- WHAT THE EXERCISE ASKS -
Determine how many lines in the listing contain the string "opened". Only that number goes in the answer.

=== LISTED RECORDS ===

Issue #2270, opened 2025-05-20
[TextArea]: synchronicity of design and component (errorPlacement)


nikitalameko:
### Description

The design on the errorPlacement props is there, but the component does not allow for this 
Old issue: https://github.com/gravity-ui/uikit/pull/994
Design: https://gravity-ui.com/design/guides/text-area

<img width="893" alt="Image" src="https://github.com/user-attachments/assets/c5d42c71-e582-48bb-ba1f-7f75e2ea26ec" />

### Suggested solution

Ability to customize where the error is displayed in TextArea
errorPlacement: "inside" | "outside"

### Validations

- [x] Check that there isn't [already an issue](https://github.com/gravity-ui/uikit/issues) that request the same feature to avoid creating a duplicate.

KrotovPetr:
@nikitalameko I took it to work, but forgot create PR, sorry

PR #2689, opened 2026-05-22
feat(TextArea): enable errorplacement prop ISSUE-2270

KrotovPetr:
#2270

## Summary by Sourcery

Add support for placing TextArea validation errors inside the control via an icon tooltip and update styles, tests, and docs accordingly.

New Features:
- Introduce the errorPlacement prop for TextArea to render validation errors either outside or inside the control via an error icon tooltip.

Documentation:
- Document the new TextArea errorPlacement prop, its default behavior, and add examples for inside error placement.

Tests:
- Extend TextArea unit and visual tests to cover the new errorPlacement options, including inside placement with and without a clear button.


src/components/controls/TextArea/TextArea.scss
```diff
@@ -184,6 +227,20 @@ $block: '.#{variables.$ns}text-area';
...
+
+    &_has-clear#{$block}_has-error-icon {
+        #{$block}__clear {
+            inset-inline-end: calc(var(--_--clear-offset) + 20px);
+        }
+
+        &#{$block}_has-scrollbar #{$block}__clear {
+            inset-inline-end: calc(var(--g-scrollbar-width) + 20px);
+        }
     }
```
korvin89, line 292: **[minor] On `l`/`xl` the error icon overlaps the clear button (~4px hit-box overlap).**

Here the clear button is pushed to a hardcoded `clear-offset + 20px` (≈22px). But the icon's far edge is `error-icon-offset-inline + 16px`: for `s`/`m` that's `6+16=22px` (flush, ok), while for `l`/`xl` it's `10+16=26px`, i.e. it slides ~4px under the clear button. The `+20px` only matches the `s`/`m` offset. This is invisible in review because the showcase and both visual tests use size `m`.

I'd tie the offset to `error-icon-offset-inline` so the clear button lands exactly at the icon's far edge for every size (`s`/`m` unchanged: `6+16=22`; `l`/`xl`: `10+16=26`):

```suggestion
    &_has-clear#{$block}_has-error-icon {
        #{$block}__clear {
            inset-inline-end: calc(var(--_--clear-offset) + var(--_--error-icon-offset-inline) + 14px);
        }

        &#{$block}_has-scrollbar #{$block}__clear {
            inset-inline-end: calc(var(--g-scrollbar-width) + var(--_--error-icon-offset-inline) + 14px);
        }
    }
```
Would also be good to add a visual scenario for `l`/`xl` + `hasClear` + `errorPlacement="inside"` so this case is screenshot-covered.

src/components/controls/TextArea/TextArea.scss
```diff
@@ -92,16 +92,35 @@ $block: '.#{variables.$ns}text-area';
         }
     }
 
+    &__error-icon-wrap {
+        position: absolute;
+        inset-inline-end: var(--_--error-icon-offset-inline);
+        inset-block-start: var(--_--error-icon-offset-block);
+    }
```
korvin89, line 100: **[nit / robustness] Equal-specificity `position` conflict relies on stylesheet source order.**

`className={b('error-icon-wrap')}` (TextArea.tsx:188) lands on the legacy Popover's root `<div>`, so the same element carries both `.g-popover-legacy { position: relative }` and `.g-text-area__error-icon-wrap { position: absolute }` — both `(0,1,0)` selectors. `absolute` only wins because TextArea's styles are emitted after the Popover's; a change in import/bundler order could silently break the positioning. `TextInput` avoids this by not passing `className` to its Popover.

Simplest fix — raise the rule's specificity so it wins deterministically:

```suggestion
    &__error-icon-wrap#{$block}__error-icon-wrap {
        position: absolute;
        inset-inline-end: var(--_--error-icon-offset-inline);
        inset-block-start: var(--_--error-icon-offset-block);
    }
```
A cleaner alternative — don't put the class on the Popover at all; wrap it in a dedicated `<span className={b('error-icon-wrap')}>` and leave the Popover with its `position: relative`.

korvin89 (commented):
5 follow-up notes on `errorPlacement="inside"` from the review (CI/tests are green and rendering is correct — this is polish). I'd fix #1–#2 before merge; #3–#5 are optional. All a11y findings are inherited from `TextInput` and split out into a separate follow-up.

src/components/controls/TextArea/TextArea.scss
```diff
@@ -110,10 +129,18 @@ $block: '.#{variables.$ns}text-area';
                 @include control-mixins.input-control(m);
             }
 
-            &#{$block}_has-clear #{$block}__control {
+            &#{$block}_has-clear #{$block}__control,
+            &#{$block}_has-error-icon #{$block}__control {
                 padding-inline-end: 26px;
```
korvin89: **[minor] `view="clear"` + `errorPlacement="inside"` keeps the control's `26/36px` end padding.**

These `_has-error-icon __control { padding-inline-end }` rules have specificity `(0,3,0)`, while the clear-view reset `.g-text-area_view_clear .g-text-area__control { padding-inline: 0 }` is `(0,2,0)`, so it loses: in clear view the text doesn't sit flush as expected.

I'd scope the per-size padding under `view_normal` so it doesn't fight the clear-view reset, e.g.:
```scss
&#{$block}_view_normal#{$block}_has-clear #{$block}__control,
&#{$block}_view_normal#{$block}_has-error-icon #{$block}__control {
    padding-inline-end: 26px;
}
```
(same for `46px`, and for `l`/`xl`). Alternatively, zero out `--_--error-icon-offset-inline` and the padding inside the `&_view_clear` block. And add a `clear`+`inside` screenshot. Affects all sizes: `s` (≈113), `m` (132), `l` (152), `xl` (172).

src/components/controls/TextArea/TextArea.scss
```diff
@@ -184,6 +227,20 @@ $block: '.#{variables.$ns}text-area';
...
         }
+
+        #{$block}__error-icon-wrap {
+            inset-inline-end: var(--g-scrollbar-width);
+        }
+    }
+
+    &_has-clear#{$block}_has-error-icon {
+        #{$block}__clear {
+            inset-inline-end: calc(var(--_--clear-offset) + 20px);
```
korvin89: **[nit] On `l`/`xl` the clear button loses its `+1px` horizontal nudge when the icon appears.**

The base clear button on `l`/`xl` sits at `calc(var(--_--clear-offset) + 1px)`, but this override (and its scrollbar variant on line 242) uses `+ 20px` without the `+1`, causing a 1px horizontal jitter when the icon shows up. Vertical is fine (`inset-block-start` is untouched).

If the offset-inline-based formula from the overlap comment is adopted, positioning becomes consistent across sizes and this point essentially goes away. Otherwise, carry the per-size `+1px` via a dedicated variable. Low priority.

src/components/controls/TextArea/TextArea.scss
```diff
@@ -92,16 +92,35 @@ $block: '.#{variables.$ns}text-area';
         }
     }
 
+    &__error-icon-wrap {
+        position: absolute;
+        inset-inline-end: var(--_--error-icon-offset-inline);
+        inset-block-start: var(--_--error-icon-offset-block);
```
korvin89: **[nit] The icon's vertical center is ~1px off from the clear button's center.**

The clear button is centered exactly on the control's vertical center at every size, but because of the hardcoded `--_--error-icon-offset-block` (5/7/11/15px) the icon's center is 1px lower on `m/l/xl` and 1px higher on `s`. Only noticeable when both the clear button and the inside icon are shown.

Cleaner to center generically instead of the per-size hardcode (then the `--_--error-icon-offset-block` variables can be dropped):
```scss
&__error-icon-wrap {
    /* ... */
    inset-block-start: 50%;
    transform: translateY(-50%);
}
```
This mirrors the auto-centering `TextInput` already uses (flex). NB: a blanket `-1px` on the offsets won't work — `s` would get worse.

KrotovPetr:
telegram-cloud-photo-size-2-5274043269547498574-y
telegram-cloud-photo-size-2-5274043269547498575-y

korvin89 (commented):
🤖 AI-generated review — align the inside error icon (errorPlacement="inside") with TextInput.

After the fix the measurements match on both axes for every size (centerY 12/14/18/22, right-gap 5/5/9/13).

src/components/controls/TextArea/TextArea.scss
```diff
@@ -92,16 +92,43 @@ $block: '.#{variables.$ns}text-area';
         }
     }
 
+    &__error-icon-wrap {
+        position: absolute;
+        display: inline-flex;
+        inset-inline-end: 0;
```
korvin89: 🤖 _AI-generated suggestion_

The wrap is pinned to the outer edge (outside the 1px border), so the icon sits 1px closer to the right edge than in TextInput. Offsetting by the border width aligns them pixel-perfectly.

```suggestion
        inset-inline-end: var(--g-text-area-border-width, var(--_--border-width));
```

src/components/controls/TextArea/TextArea.scss
```diff
@@ -92,16 +92,43 @@ $block: '.#{variables.$ns}text-area';
...
 
+            &#{$block}_view_normal#{$block}_has-error-icon #{$block}__control {
+                padding-inline-end: 22px;
+            }
+
+            &#{$block}_view_normal#{$block}_has-clear#{$block}_has-error-icon #{$block}__control {
+                padding-inline-end: 42px;
+            }
+
+            --_--error-icon-padding-block: 5px;
```
korvin89: 🤖 _AI-generated suggestion_

`padding-block` is 1px short of true centering, so the glyph sits 1px above center (size s). +1px matches the glyph center to the field center, like TextInput.

```suggestion
            --_--error-icon-padding-block: 6px;
```

src/components/controls/TextArea/TextArea.scss
```diff
@@ -110,10 +137,22 @@ $block: '.#{variables.$ns}text-area';
...
+
+            &#{$block}_view_normal#{$block}_has-error-icon #{$block}__control {
                 padding-inline-end: 26px;
             }
 
+            &#{$block}_view_normal#{$block}_has-clear#{$block}_has-error-icon #{$block}__control {
+                padding-inline-end: 48px;
+            }
+
+            --_--error-icon-padding-block: 5px;
```
korvin89: 🤖 _AI-generated suggestion_

Same as size s: the error icon's vertical centering is 1px short (size m).

```suggestion
            --_--error-icon-padding-block: 6px;
```

src/components/controls/TextArea/TextArea.scss
```diff
@@ -122,10 +161,22 @@ $block: '.#{variables.$ns}text-area';
...
 
+            &#{$block}_view_normal#{$block}_has-error-icon #{$block}__control {
+                padding-inline-end: 30px;
+            }
+
+            &#{$block}_view_normal#{$block}_has-clear#{$block}_has-error-icon #{$block}__control {
+                padding-inline-end: 62px;
+            }
+
+            --_--error-icon-padding-block: 9px;
```
korvin89: 🤖 _AI-generated suggestion_

The error icon's vertical centering is 1px short (size l).

```suggestion
            --_--error-icon-padding-block: 10px;
```

src/components/controls/TextArea/TextArea.scss
```diff
@@ -134,10 +185,22 @@ $block: '.#{variables.$ns}text-area';
...
 
+            &#{$block}_view_normal#{$block}_has-error-icon #{$block}__control {
+                padding-inline-end: 38px;
+            }
+
+            &#{$block}_view_normal#{$block}_has-clear#{$block}_has-error-icon #{$block}__control {
+                padding-inline-end: 66px;
+            }
+
+            --_--error-icon-padding-block: 13px;
```
korvin89: 🤖 _AI-generated suggestion_

The error icon's vertical centering is 1px short (size xl).

```suggestion
            --_--error-icon-padding-block: 14px;
```

src/components/controls/TextArea/TextArea.scss
```diff
@@ -184,6 +247,46 @@ $block: '.#{variables.$ns}text-area';
         #{$block}__clear {
             inset-inline-end: var(--g-scrollbar-width);
         }
+
+        #{$block}__error-icon-wrap {
+            inset-inline-end: var(--g-scrollbar-width);
```
korvin89: 🤖 _AI-generated suggestion_

With a scrollbar the icon must also be offset by the border width so the right-side gap matches TextInput.

```suggestion
            inset-inline-end: calc(
                var(--g-scrollbar-width) + var(--g-text-area-border-width, var(--_--border-width))
            );
```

===

- THE ANSWER -
2